[Records drawn from a dataset]
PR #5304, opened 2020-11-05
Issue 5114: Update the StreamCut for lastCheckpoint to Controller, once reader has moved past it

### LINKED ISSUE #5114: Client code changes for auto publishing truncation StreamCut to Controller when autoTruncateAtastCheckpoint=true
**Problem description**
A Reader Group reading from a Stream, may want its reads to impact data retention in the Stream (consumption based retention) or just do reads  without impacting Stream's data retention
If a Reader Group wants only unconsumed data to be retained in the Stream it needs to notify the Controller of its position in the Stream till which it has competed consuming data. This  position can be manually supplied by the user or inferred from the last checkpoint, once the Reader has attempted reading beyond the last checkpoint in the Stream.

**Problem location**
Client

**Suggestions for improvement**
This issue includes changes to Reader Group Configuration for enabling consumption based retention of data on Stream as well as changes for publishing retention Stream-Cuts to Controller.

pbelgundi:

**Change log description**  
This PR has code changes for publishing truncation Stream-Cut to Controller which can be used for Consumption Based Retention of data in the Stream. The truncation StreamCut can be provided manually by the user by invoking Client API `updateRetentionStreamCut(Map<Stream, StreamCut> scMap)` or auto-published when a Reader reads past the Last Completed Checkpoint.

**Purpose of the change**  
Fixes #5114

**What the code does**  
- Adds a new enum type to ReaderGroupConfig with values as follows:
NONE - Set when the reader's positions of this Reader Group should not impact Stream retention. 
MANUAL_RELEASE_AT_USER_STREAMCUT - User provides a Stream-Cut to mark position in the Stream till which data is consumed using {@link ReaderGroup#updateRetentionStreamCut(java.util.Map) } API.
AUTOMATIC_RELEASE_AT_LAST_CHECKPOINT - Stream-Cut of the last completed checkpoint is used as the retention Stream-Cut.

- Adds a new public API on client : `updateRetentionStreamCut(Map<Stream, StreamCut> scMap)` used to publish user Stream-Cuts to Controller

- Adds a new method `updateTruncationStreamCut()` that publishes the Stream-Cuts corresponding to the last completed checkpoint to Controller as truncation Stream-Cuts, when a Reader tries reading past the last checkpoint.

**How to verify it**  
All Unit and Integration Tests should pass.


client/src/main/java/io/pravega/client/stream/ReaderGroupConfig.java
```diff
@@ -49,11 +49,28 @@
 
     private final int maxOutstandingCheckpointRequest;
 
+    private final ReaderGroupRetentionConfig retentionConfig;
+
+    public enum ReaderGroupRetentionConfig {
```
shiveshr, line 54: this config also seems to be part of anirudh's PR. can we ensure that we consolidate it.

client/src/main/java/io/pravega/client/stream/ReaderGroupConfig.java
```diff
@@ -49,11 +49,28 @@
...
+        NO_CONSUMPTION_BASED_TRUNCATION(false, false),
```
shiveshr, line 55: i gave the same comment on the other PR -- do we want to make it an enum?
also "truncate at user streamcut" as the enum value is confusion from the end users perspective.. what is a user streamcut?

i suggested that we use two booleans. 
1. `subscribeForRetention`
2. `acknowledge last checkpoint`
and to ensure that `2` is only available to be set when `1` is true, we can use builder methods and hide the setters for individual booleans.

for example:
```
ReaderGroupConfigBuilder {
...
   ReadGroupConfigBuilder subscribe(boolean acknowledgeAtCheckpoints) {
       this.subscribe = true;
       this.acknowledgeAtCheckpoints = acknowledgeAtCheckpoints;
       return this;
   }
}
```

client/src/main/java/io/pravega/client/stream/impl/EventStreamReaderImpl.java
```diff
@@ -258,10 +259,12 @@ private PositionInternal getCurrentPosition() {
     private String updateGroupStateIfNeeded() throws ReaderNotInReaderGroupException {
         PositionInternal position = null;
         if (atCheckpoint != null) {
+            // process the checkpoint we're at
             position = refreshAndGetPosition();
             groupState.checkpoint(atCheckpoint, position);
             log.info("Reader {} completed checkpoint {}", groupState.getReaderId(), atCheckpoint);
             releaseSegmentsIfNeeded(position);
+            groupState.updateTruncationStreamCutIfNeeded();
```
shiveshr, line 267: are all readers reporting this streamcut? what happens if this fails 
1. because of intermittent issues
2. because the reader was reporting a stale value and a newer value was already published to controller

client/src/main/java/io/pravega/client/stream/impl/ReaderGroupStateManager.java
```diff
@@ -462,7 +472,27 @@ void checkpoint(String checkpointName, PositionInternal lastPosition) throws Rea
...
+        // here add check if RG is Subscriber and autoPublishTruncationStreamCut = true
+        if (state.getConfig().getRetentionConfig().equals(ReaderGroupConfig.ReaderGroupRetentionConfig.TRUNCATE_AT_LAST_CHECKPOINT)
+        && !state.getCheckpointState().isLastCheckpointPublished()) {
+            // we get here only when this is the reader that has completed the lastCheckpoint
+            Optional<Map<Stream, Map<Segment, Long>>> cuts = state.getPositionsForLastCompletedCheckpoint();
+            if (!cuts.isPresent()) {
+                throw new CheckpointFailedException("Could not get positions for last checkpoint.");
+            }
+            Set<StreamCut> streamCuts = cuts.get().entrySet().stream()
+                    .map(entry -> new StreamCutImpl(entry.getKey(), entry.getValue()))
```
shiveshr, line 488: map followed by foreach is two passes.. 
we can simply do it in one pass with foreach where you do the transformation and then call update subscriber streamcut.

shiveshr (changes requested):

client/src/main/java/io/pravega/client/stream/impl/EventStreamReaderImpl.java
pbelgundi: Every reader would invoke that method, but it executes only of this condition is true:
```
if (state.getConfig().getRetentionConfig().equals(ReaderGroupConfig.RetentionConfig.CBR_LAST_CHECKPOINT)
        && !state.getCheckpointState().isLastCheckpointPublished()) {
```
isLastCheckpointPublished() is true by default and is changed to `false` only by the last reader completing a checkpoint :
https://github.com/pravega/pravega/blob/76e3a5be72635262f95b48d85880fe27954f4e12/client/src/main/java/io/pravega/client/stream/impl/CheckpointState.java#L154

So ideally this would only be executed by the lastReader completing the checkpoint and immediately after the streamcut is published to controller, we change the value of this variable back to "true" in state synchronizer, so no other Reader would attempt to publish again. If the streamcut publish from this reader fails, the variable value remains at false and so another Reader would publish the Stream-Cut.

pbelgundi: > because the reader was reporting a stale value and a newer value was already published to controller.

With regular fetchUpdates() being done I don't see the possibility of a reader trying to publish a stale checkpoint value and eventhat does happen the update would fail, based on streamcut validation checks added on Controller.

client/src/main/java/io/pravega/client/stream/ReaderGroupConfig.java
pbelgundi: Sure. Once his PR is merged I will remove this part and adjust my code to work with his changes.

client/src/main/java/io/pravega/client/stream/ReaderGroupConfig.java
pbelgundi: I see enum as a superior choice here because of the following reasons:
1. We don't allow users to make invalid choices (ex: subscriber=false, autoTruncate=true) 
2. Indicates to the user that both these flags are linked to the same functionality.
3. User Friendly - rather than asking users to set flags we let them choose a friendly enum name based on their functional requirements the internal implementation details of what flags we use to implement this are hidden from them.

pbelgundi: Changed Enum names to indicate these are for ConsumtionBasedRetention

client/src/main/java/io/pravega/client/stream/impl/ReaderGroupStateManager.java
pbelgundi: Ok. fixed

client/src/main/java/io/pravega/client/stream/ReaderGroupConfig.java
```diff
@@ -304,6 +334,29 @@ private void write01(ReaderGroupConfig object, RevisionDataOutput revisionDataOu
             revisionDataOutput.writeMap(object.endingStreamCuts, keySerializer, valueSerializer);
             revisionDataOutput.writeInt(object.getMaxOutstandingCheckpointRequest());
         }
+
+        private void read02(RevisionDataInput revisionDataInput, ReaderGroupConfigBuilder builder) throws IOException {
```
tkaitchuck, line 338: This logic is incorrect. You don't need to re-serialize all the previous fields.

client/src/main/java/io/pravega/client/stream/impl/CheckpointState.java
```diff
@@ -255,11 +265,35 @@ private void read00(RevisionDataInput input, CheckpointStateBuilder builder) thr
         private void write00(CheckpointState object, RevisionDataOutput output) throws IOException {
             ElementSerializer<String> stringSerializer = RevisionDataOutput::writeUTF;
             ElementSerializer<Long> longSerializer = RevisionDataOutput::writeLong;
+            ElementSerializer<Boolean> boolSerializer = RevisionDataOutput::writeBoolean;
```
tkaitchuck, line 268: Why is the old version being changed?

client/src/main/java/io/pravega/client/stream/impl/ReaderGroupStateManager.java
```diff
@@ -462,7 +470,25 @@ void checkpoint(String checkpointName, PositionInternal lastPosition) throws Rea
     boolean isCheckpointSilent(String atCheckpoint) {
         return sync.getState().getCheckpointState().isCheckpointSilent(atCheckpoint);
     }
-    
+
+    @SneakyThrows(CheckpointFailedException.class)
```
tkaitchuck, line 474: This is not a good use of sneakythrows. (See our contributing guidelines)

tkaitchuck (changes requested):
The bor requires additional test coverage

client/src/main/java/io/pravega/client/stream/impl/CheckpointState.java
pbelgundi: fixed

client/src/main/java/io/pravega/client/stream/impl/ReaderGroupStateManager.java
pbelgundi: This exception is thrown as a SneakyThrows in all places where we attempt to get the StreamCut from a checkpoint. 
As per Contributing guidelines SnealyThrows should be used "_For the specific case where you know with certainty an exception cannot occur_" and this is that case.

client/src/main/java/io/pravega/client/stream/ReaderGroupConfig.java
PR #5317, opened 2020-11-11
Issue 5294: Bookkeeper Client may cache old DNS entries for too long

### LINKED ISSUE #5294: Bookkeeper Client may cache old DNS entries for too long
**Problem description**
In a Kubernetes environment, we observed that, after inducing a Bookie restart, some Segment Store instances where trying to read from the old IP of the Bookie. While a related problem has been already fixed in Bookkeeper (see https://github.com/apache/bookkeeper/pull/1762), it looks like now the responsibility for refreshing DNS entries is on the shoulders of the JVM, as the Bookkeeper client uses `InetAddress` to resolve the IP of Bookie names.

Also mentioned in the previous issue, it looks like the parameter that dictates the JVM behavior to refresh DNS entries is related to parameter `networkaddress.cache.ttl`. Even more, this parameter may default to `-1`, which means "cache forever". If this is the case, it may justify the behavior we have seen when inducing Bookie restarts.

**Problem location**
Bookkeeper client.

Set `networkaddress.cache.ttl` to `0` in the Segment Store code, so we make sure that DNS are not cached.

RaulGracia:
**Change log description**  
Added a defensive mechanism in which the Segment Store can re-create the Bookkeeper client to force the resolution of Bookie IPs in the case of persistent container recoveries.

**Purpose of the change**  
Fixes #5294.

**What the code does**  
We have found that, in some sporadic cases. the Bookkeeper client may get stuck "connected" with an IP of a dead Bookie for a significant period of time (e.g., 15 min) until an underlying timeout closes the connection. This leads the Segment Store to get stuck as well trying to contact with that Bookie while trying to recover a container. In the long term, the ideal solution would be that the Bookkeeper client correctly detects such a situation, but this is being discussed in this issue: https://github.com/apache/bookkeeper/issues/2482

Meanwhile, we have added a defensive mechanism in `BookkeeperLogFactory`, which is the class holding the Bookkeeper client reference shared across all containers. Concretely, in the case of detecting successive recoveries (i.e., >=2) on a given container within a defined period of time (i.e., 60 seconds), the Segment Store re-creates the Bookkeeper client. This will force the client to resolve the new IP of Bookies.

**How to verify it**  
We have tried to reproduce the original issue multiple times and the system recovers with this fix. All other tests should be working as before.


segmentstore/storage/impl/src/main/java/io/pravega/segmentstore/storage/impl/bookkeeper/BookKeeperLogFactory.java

→ What you should do
Word for word, restate the data above from its first line down to and including the line with "A Reader Group reading".

→ Output below
PR #5304, opened 2020-11-05
Issue 5114: Update the StreamCut for lastCheckpoint to Controller, once reader has moved past it

### LINKED ISSUE #5114: Client code changes for auto publishing truncation StreamCut to Controller when autoTruncateAtastCheckpoint=true
**Problem description**
A Reader Group reading from a Stream, may want its reads to impact data retention in the Stream (consumption based retention) or just do reads  without impacting Stream's data retention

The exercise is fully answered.